PR #2235, opened 2024-02-27
Deprecate OptionSetInfo, prepare way for new ChoiceInfo function

gregli-msft:
OptionSetInfo only returns one value, the logical name of an option set choice.  We'd like to redesign this function to accommodate:

1. The logical name is a text wrapped number for number and Boolean backed option sets coming from Dataverse.  We recently added the ability to get at these values with the Value and Boolean functions which is a better way, strongly typed.  https://github.com/microsoft/Power-Fx/pull/2230
1. There are other pieces of information that are worth knowing, for example the color of an option set choice, that can't be accommodated with this design.  
1. Our preferred design is to return an extensible record of information.  We could add an additional second argument with an enum to determine what information to return, with a default value of logical name, but this isn't our first choice.
1. We don't use the term OptionSet any longer in Dataverse, it has been replaced with Choice, which is more consistent with our existing Choices function.

As some hosts may still be using this function, it will remain available as a function that can be enabled by calling config.EnableOptionSetInfo.  Value/Boolean can be used immediately as a workaround, wrapped with Text if needed.  We plan to add a new ChoiceInfo function with a separate PR.

### DIFF
--- a/src/libraries/Microsoft.PowerFx.Core/Texl/Builtins/OptionSetInfo.cs
+++ b/src/libraries/Microsoft.PowerFx.Core/Texl/Builtins/OptionSetInfo.cs
@@ -2,13 +2,18 @@
 // Licensed under the MIT license.
 
 using System.Collections.Generic;
+using System.Threading;
+using System.Threading.Tasks;
 using Microsoft.PowerFx.Core.Functions;
+using Microsoft.PowerFx.Core.IR;
 using Microsoft.PowerFx.Core.Localization;
 using Microsoft.PowerFx.Core.Types;
+using Microsoft.PowerFx.Functions;
+using Microsoft.PowerFx.Types;
 
-namespace Microsoft.PowerFx.Core.Texl.Builtins
+namespace Microsoft.PowerFx.Functions
 {
-    internal sealed class OptionSetInfoFunction : BuiltinFunction
+    internal sealed class OptionSetInfoFunction : BuiltinFunction, IAsyncTexlFunction
     {
         public override bool IsSelfContained => true;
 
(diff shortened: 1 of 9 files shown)


LucGenetier:
✅ No public API change.

src/libraries/Microsoft.PowerFx.Interpreter/Environment/PowerFxConfigExtensions.cs
```diff
@@ -60,5 +61,11 @@ public static void EnableRegExFunctions(this PowerFxConfig config, TimeSpan regE
                 config.AdditionalFunctions.Add(func.Key, func.Value);
             }
         }
+
+        [Obsolete("OptionSetInfo function is deprecated. Use the Value function on an option set backed by a number and the Boolean function on an option set bacekd by a Boolean instead.  A new ChoiceInfo function is in the works for access to logical names.")]
```
LucGenetier, line 65: nit: typo on bacekd

LucGenetier (approved):

src/libraries/Microsoft.PowerFx.Core/Texl/Builtins/OptionSetInfo.cs
```diff
@@ -2,13 +2,18 @@
...
 using Microsoft.PowerFx.Core.Localization;
 using Microsoft.PowerFx.Core.Types;
+using Microsoft.PowerFx.Functions;
+using Microsoft.PowerFx.Types;
 
-namespace Microsoft.PowerFx.Core.Texl.Builtins
+namespace Microsoft.PowerFx.Functions
 {
-    internal sealed class OptionSetInfoFunction : BuiltinFunction
+    internal sealed class OptionSetInfoFunction : BuiltinFunction, IAsyncTexlFunction
```
CarlosFigueiraMSFT, line 16: We should not have any function implementation inside Microsoft.PowerFx.Core. This should be moved to the MS.PFx.Interpreter instead

gregli-msft: Done.

src/libraries/Microsoft.PowerFx.Interpreter/Environment/PowerFxConfigExtensions.cs
gregli-msft: Done.

src/libraries/Microsoft.PowerFx.Core/Texl/Builtins/OptionSetInfo.cs
```diff
@@ -23,5 +28,20 @@ public override IEnumerable<TexlStrings.StringGetter[]> GetSignatures()
         {
             yield return new[] { TexlStrings.AboutOptionSetInfoArg1 };
         }
+
+        public async Task<FormulaValue> InvokeAsync(FormulaValue[] args, CancellationToken cancellationToken)
```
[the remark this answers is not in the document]
gregli-msft: Done.

LucGenetier:
✅ No public API change.

CarlosFigueiraMSFT (approved):
:shipit:

PR #2236, opened 2024-02-28
REPL fix to print blank records

anderson-joyle:
Fix for a small issue I found while using REPL.
`Table({Value:1}, Blank())`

- [What is expected] Pick out, from the lines above, every one that contains the string "approved".

- [Your solution]
LucGenetier (approved):
CarlosFigueiraMSFT (approved):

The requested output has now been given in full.